• Work to complete
Report the lines of the data below that contain the string "other".

• Data listing
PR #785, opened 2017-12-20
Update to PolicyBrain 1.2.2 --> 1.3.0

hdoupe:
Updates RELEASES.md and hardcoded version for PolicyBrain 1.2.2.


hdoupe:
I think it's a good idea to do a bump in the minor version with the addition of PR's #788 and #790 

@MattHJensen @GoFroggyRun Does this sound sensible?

--

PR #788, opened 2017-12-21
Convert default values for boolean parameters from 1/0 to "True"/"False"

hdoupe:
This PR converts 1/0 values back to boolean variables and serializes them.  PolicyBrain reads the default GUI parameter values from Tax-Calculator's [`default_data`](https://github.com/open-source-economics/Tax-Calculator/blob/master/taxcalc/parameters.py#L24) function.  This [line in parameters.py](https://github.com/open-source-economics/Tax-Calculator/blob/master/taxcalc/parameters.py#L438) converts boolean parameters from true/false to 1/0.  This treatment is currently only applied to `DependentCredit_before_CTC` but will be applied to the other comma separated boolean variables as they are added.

...

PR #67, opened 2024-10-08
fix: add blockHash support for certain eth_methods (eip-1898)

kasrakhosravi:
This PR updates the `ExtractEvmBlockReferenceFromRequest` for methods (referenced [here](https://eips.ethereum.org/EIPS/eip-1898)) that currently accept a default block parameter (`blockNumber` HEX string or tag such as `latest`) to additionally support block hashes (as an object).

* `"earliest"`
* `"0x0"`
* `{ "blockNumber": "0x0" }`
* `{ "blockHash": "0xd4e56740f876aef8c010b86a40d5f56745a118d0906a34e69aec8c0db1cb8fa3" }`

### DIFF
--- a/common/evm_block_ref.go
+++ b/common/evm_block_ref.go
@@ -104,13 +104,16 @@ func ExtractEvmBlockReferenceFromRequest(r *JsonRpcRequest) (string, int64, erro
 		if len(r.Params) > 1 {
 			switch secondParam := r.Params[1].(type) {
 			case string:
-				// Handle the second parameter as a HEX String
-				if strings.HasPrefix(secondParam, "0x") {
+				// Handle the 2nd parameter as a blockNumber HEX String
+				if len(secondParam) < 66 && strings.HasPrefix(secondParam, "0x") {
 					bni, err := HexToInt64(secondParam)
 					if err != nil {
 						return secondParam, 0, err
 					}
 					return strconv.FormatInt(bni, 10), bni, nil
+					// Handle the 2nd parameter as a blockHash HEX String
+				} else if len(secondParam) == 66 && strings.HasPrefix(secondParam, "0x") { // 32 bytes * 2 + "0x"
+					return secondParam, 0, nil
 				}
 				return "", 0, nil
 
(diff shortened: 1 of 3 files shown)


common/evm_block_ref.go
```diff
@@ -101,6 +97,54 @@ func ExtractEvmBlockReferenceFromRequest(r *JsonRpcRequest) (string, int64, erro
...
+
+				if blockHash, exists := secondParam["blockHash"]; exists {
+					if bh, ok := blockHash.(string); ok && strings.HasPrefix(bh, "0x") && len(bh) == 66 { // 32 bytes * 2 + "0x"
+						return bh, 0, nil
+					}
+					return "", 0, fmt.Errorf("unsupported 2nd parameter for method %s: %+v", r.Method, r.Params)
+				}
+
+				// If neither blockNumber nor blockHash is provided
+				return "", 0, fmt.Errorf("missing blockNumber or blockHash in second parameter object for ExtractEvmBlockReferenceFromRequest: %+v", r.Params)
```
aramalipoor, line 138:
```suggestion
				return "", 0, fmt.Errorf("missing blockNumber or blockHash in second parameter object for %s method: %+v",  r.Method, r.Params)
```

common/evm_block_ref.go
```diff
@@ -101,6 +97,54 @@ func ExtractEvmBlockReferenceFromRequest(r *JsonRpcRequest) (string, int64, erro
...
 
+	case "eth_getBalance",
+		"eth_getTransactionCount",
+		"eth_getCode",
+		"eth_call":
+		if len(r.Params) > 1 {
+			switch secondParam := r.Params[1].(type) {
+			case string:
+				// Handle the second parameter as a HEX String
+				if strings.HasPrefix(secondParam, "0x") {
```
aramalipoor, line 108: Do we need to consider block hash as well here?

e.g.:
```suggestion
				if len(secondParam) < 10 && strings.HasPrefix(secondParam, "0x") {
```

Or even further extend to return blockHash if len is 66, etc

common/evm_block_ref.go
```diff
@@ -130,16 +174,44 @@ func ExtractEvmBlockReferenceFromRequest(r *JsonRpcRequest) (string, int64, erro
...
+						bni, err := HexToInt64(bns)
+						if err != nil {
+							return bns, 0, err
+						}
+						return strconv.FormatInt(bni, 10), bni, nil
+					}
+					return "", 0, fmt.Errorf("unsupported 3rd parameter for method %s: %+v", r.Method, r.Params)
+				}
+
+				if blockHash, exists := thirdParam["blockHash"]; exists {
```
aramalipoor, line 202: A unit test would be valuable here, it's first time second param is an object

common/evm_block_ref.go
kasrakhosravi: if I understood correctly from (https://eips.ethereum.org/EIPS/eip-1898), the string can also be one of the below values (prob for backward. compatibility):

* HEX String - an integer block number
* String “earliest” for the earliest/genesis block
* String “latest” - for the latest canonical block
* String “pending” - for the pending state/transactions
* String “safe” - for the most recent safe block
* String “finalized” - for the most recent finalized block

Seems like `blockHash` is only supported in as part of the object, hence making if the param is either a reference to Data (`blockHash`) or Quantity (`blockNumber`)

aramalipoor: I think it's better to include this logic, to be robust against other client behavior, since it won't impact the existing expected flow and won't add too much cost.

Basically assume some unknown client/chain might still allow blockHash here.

• Exercise response
This PR converts 1/0 values back to boolean variables and serializes them.  PolicyBrain reads the default GUI parameter values from Tax-Calculator's [`default_data`](https://github.com/open-source-economics/Tax-Calculator/blob/master/taxcalc/parameters.py#L24) function.  This [line in parameters.py](https://github.com/open-source-economics/Tax-Calculator/blob/master/taxcalc/parameters.py#L438) converts boolean parameters from true/false to 1/0.  This treatment is currently only applied to `DependentCredit_before_CTC` but will be applied to the other comma separated boolean variables as they are added.
aramalipoor: I think it's better to include this logic, to be robust against other client behavior, since it won't impact the existing expected flow and won't add too much cost.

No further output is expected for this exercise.